[[ Data supplied open ]]

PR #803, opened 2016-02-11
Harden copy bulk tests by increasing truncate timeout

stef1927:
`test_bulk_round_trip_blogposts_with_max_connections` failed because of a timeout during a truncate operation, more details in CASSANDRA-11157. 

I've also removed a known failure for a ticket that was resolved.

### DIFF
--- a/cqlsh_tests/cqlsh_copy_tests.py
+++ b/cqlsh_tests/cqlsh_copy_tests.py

[[ Data supplied closed ]]
[[ Data supplied open ]]

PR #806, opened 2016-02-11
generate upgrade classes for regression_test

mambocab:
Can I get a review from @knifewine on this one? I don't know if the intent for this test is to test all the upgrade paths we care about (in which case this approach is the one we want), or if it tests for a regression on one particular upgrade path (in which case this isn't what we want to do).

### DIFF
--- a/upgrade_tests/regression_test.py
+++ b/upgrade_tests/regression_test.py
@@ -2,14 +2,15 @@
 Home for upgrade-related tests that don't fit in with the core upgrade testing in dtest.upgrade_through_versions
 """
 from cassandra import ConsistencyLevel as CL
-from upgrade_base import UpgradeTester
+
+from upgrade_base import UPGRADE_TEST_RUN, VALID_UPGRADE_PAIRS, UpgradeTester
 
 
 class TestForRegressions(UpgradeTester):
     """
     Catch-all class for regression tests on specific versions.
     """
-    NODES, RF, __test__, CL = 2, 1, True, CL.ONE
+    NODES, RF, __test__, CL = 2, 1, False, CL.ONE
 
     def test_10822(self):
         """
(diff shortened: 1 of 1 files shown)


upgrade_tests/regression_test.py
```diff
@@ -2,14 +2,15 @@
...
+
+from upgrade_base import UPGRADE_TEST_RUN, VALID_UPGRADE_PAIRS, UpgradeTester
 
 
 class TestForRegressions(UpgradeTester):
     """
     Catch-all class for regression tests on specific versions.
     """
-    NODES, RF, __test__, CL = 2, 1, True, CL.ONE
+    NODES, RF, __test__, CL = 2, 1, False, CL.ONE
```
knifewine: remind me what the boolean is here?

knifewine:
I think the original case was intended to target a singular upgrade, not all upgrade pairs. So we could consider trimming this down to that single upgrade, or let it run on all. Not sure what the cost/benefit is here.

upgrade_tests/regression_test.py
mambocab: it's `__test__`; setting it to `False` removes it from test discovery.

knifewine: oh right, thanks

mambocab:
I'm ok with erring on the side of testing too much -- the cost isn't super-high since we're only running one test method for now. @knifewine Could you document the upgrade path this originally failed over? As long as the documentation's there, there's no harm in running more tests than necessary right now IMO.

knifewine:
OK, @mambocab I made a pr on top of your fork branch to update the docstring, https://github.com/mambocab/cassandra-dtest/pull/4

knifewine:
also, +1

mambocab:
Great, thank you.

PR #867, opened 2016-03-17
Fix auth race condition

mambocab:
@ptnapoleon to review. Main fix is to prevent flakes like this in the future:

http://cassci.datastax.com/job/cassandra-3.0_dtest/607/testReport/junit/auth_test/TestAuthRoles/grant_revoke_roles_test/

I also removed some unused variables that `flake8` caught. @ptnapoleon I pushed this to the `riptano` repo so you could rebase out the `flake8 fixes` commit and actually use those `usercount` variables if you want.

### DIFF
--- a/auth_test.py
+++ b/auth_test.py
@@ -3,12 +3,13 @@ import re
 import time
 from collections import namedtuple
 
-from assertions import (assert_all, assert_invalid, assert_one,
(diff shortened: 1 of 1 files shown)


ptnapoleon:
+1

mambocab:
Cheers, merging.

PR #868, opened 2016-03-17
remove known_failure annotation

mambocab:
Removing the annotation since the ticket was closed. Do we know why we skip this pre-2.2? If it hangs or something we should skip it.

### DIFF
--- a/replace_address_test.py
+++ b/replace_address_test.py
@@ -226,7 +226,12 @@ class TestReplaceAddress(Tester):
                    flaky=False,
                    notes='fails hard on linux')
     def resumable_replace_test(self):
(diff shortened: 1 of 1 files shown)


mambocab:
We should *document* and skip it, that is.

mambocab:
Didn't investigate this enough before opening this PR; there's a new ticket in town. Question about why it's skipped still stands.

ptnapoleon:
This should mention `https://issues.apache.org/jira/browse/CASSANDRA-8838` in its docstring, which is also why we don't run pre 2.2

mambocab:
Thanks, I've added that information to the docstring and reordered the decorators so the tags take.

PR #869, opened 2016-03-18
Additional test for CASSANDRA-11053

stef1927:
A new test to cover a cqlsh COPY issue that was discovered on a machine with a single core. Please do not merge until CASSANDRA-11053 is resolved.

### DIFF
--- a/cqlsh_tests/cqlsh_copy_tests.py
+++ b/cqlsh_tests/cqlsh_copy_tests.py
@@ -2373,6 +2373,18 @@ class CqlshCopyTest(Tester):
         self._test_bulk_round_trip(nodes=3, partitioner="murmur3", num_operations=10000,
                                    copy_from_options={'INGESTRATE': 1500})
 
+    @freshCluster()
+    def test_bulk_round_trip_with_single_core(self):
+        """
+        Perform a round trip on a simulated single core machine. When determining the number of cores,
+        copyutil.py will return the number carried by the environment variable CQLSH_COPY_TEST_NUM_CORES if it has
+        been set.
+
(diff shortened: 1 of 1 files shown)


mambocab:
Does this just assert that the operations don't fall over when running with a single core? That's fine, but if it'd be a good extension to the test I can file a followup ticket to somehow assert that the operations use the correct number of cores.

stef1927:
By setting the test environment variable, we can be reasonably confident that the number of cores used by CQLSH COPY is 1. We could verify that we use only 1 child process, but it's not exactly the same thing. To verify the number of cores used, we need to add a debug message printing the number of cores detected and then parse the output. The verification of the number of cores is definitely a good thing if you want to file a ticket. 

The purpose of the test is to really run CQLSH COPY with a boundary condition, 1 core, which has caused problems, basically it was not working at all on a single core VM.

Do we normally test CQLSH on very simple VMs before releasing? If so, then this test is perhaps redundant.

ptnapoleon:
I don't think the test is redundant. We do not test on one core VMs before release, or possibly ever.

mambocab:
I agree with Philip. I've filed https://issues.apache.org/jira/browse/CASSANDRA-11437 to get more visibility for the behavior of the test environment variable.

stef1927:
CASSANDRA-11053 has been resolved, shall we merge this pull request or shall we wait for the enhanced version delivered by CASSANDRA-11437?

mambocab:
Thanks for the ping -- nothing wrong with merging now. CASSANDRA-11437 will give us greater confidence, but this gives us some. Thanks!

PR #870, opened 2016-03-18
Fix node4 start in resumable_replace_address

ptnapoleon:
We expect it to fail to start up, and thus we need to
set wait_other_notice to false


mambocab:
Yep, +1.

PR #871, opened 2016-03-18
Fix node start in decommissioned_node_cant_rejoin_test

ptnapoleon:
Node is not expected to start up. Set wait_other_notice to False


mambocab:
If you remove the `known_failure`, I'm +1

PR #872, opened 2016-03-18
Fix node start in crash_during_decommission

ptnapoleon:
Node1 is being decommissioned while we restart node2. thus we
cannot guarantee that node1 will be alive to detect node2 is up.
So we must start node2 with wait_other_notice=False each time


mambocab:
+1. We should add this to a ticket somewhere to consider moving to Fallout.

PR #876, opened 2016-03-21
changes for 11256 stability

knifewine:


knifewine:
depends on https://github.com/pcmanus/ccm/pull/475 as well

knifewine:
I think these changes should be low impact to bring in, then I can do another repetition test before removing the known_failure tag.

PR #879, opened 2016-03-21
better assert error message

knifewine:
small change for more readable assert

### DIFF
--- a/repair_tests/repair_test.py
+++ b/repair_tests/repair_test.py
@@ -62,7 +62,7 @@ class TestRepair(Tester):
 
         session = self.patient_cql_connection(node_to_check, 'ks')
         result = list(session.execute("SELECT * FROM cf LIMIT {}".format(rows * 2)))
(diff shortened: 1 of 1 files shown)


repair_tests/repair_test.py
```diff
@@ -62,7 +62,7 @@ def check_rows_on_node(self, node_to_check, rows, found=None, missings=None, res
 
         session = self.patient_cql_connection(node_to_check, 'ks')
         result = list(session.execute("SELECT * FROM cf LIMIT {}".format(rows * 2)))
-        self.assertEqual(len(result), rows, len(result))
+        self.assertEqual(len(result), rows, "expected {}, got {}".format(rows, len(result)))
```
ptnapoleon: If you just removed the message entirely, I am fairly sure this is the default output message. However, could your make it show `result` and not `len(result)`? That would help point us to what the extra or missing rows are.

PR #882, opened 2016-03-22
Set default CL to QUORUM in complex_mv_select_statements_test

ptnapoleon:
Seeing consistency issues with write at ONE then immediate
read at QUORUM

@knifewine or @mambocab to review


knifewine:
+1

[[ Data supplied closed ]]

- [Exercise details] The lines to copy are those above that contain the string "apache".

- [Output of the exercise]
This should mention `https://issues.apache.org/jira/browse/CASSANDRA-8838` in its docstring, which is also why we don't run pre 2.2
I agree with Philip. I've filed https://issues.apache.org/jira/browse/CASSANDRA-11437 to get more visibility for the behavior of the test environment variable.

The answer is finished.